Rapidement et à un coût minimal ? Oui ! Après avoir « nettoyé » le site de Chalk River, les LNC planchent sur leur projet rêvé de développer rapidement des petits réacteurs nucléaires modulaires qu’ils souhaitent disperser à tous vents à travers le monde. Et cela, sans trop se préoccuper de la gestion des déchets radioactifs que cela va produire et dont certains ont des durées de vie de centaines de milliers d’années.

Notons que SNC-Lavalin a annoncé dernièrement un partenariat avec la société américaine Koltec qui devrait être intéressée à obtenir ces contrats très lucratifs en nous faisant miroiter des solutions rapides pour la gestion des déchets nucléaires canadiens.

En 2006, SNC Lavalin a vendu sa division SNC TEC Lavalin à l’américaine General Dynamics, qui continue de fabriquer et expérimenter des quantités énormes de munitions de toutes sortes (500 000/an) à Le Gardeur, Nicolet et St-Augustin.

Lors de la saga de Gentilly-2 (2007- 2012) SNC Lavalin était en attente de la décision du gouvernement Marois pour ramasser le contrat de rénovation de la centrale nucléaire Candu à bout de souffle. Fort heureusement, la centrale vétuste a été fermée en décembre 2012 et le rêve de quelques 2 milliards se sont envolés. SNC a dû se contenter des quelques 2 milliards pour la rénovation du réacteur de Point Lepreau au Nouveau-Brunswick.

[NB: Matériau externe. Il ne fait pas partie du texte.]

PR #2071, opened 2018-09-11
WIP: Login strategy and educator import for Bedford

alexsoble:
# Who is this PR for?

Bedford Public Schools.

Bedford does not use email address for sign on.

# What does this PR do?

Creates a new login path for Bedford staff, expressed in `per_district.rb`. This path uses a login name instead of an email for educators. 

Updates the front-end to remove HTML email validation from login input when a district uses something other than email as a login, like Bedford.

Builds off #2068, but designed to change the login path for Somerville and New Bedford educators as little as possible. 

# Verification: local login 

## Somerville

Steps:
1. `rake db:reset && yarn s`
2. Verified correct handling of no password and incorrect password 
3. Log in with correct password and email address:

TK

## Bedford 

Steps:
1. `rake db:migrate:reset`
2. Rails console: `require './spec/support/bedford_pals'; BedfordTestPals.create!`
3. `DISTRICT_KEY=bedford yarn s`
4. Verified correct handling of no password and incorrect password 
5. Log in with login name:

TK

# Verification:  educator import

## Somerville 

Steps:
1. Local import process
2. Verify in Rails console:

```
2.5.1 :001 > Educator.where(email: nil).count
 => 0
2.5.1 :003 > Educator.where.not(login_name: nil).count
 => 0
```

## Bedford 
1. Local import process: `DISTRICT_KEY=bedford thor import:start --source educators`
2. Verify in Rails console:

```
# Both email and login_name are validated for Bedford educators.
# Only email is enforced at the database level.

2.5.1 :001 > Educator.where(login_name: nil).count
 => 0
2.5.1 :003 > Educator.where(email: nil).count 
 => 0
```


app/config_objects/per_district.rb
```diff
@@ -117,15 +129,15 @@ def enable_counselor_based_feed?
...
+  def from_educator_row_to_email(row)
     if @district_key == SOMERVILLE
-      login_name + '@k12.somerville.ma.us'
+      row[:login_name] + '@k12.somerville.ma.us'
     elsif @district_key == NEW_BEDFORD
-      login_name + '@newbedfordschools.org'
+      row[:login_name] + '@newbedfordschools.org'
     elsif @district_key == BEDFORD
-      login_name + '@bedfordps.org'
+      row[:email]
```
alexsoble: This assumes that Bedford is sending us an educators file with an "email" column to their SFTP box.

Will was able to create this file in a one-time export, but the header was named "Email" instead of "email", and he hasn't sent it to the SFTP site through the cron job yet. 

These are small details but they all need to be in place before the Bedford educator import can run successful.

config/initializers/devise.rb
```diff
@@ -12,6 +12,8 @@
   # available as additional gems.
   require 'devise/orm/active_record'
 
+  config.authentication_keys = [ PerDistrict.new.educator_login_field ]
```
alexsoble: This is the change most likely to impact other parts of the system. 

Testing locally, I verified that:
1. If `config.authentication_keys` is set to `[:email, :login_name]`, authentication breaks for all districts.
2. This strategy allows authentication to work for both types of login.

spec/support/bedford_pals.rb
```diff
@@ -0,0 +1,32 @@
+# This class defines a set of users, schools, homerooms and students
+# that can be used for testing Bedford-style authorization paths.
+class BedfordTestPals
```
alexsoble: Minimal for now, meant to facilitate local testing against Bedford-style logins.

app/config_objects/per_district.rb
alexsoble: Update: Will confirmed that the file will be updated in SFTP tomorrow, and that the header will be lowercased.

alexsoble: Another update: I realized this is a blocker for importing educator records, but not a blocker for creating a developer user to test with.

alexsoble:
Overall, I'm satisfied with local development environment testing here, but I'd like to add integration tests to the specs to guard against error introduction and express the Bedford login path in specs. 

Specifically, I tried to add a `sign_in_feature_spec.rb` test with a Bedford context block. I ran into some issues handling ENV. I looked at this Thoughtbot essay as a guide: https://robots.thoughtbot.com/testing-and-environment-variables.

The "Override environment variables on a per-test basis" strategy didn't work for me, I got test pollution even when I restored the ENV variable at the end of the spec. 

The "Stub ENV" strategy didn't work well either.

When I tried to stub ENV like this:

```
allow(ENV).to receive(:[]).with('DISTRICT_KEY').and_return('bedford')
```

 I got errors like these:

```
expected: ("DISTRICT_KEY") 
  got: ("GEM_HOME")
Please stub a default value first if message might be received with other args as well.
```

I was looking at `should_use_mock_ldap_spec.rb` as an example here, since it stubs ENV all over the place, but I realized that stubbing ENV is different in a unit test versus an integration test. An integration test is going to make many, many more calls to ENV, which will require an elaborate and probably impractical amount of stubbing. 

I'm doing to do a little more research here, specifically around how I might stub ENV in a feature spec, or otherwise handle this differently. 

@kevinrobinson if you have any good ideas for how we might integration test login for two different districts in one test suite, let me know!

alexsoble:
Oooh, I'm going to look at `stub_const`: https://relishapp.com/rspec/rspec-mocks/v/2-11/docs/stubbing-constants

alexsoble:
This worked for solving the ENV stubbing issues:

```
stub_const('ENV', ENV.to_hash.merge('DISTRICT_KEY' => 'bedford'))
```

But now I'm looking at a new issue: the Rails app that Capybara's is testing against has been loaded up with `DISTRICT_KEY=somerville` default settings, so the Bedford path code fails. Looking at ways to stop/restart Capybara's underlying Rails app to model the Bedford app instance.

app/views/layouts/application.html.erb
```diff
@@ -22,23 +22,17 @@
...
-              <div class="sign-in-item">
-                <%= f.submit "Log in", class: "btn btn-primary" %>
-              </div>
-            <% end %>
-          </div>
+          <%= render partial: 'shared/navbar_signed_out', locals: {
+            login_field_label: login_field_label,
+            login_field_type: login_field_type,
+            login_field: login_field,
+            authenticity_token: session[:_csrf_token],
```
alexsoble: Reading up on CSRF tokens in Rails 5 to make sure I'm doing this right.

alexsoble:
@kevinrobinson Update: I implemented the `form_tag` helper you suggested, which worked great! At this point the specs were passing and local functionality looked good.

Next, I started implementing a new attribute name in the login form like we discussed, since we're not tied to using model-backed `:email` or `:login_name` and have the flexibility to choose a different attribute name that could make the code clearer. I chose `:username`. (ab96020dcf7d253d430452ee04832459cb6396fb)

Unfortunately, while I got sign on to work using this new attribute name, I ran into a new issue. Successful sign in works well, but unsuccessful sign in attempts throw an error page: 

unknown attribute username

This is reflected in the feature spec failures on this branch — the success test cases in the feature spec are green, the failed log-on test cases are red.

@kevinrobinson I'll stop work here and let you take this over going forward. You could back out the `:username` changes and use a model-backed field like `:login_name`, or figure out how to debug the bug. Based on my initial investigation, it looks like this may be related to code that's called by Devise, related to `authorization_keys` in `sessions_controller.rb`:

```
def new
  self.resource = resource_class.new(sign_in_params)
  clean_up_passwords(resource)
  yield resource if block_given?
  respond_with(resource, serialize_options(resource))
end

...
 
def serialize_options(resource)
  methods = resource_class.authentication_keys.dup
  methods = methods.keys if methods.is_a?(Hash)
  methods << :password if resource.respond_to?(:password)
  { methods: methods, only: [:password] }
end
```

Cheers and thank you so much for all your help progressing this forward @kevinrobinson!

kevinrobinson:
@alexsoble Awesome, that sounds great, thanks for all the great info and for talking through this today too!  I'll check this out tomorrow morning 👍

alexsoble:
@kevinrobinson We talked about this today, but we realized that the Bedford username needs to come with the `@k12...` suffix!

kevinrobinson:
I took forward @alexsoble's awesome work here, and split it into one PR doing the migrations and import (not super risky: https://github.com/studentinsights/studentinsights/pull/2082) and then another updating the login paths (risky: https://github.com/studentinsights/studentinsights/pull/2085).  The second one adds some more layers of tests and handles the email note mentioned above.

Tout cela pour dire que le gouvernement fédéral transige avec une entreprise qui est loin de l’angélisme environnemental. Le gouvernement est-il bien avisé de faire affaire avec ce genre d’ange endiablé pour tenter de gérer adéquatement et de façon écoresponsable les déchets nucléaires canadiens hérités, en tenant compte de la santé publique et de l’environnement ?

Que cache le premier ministre pour tant « couvrir » son protégé SNC-Lavalin ?

Le gouvernement fédéral devrait plutôt s’occuper rapidement d’élaborer une politique cadre en définissant et légiférant avec précision les règles de gestion des déchets radioactifs canadiens autres que le combustible irradié.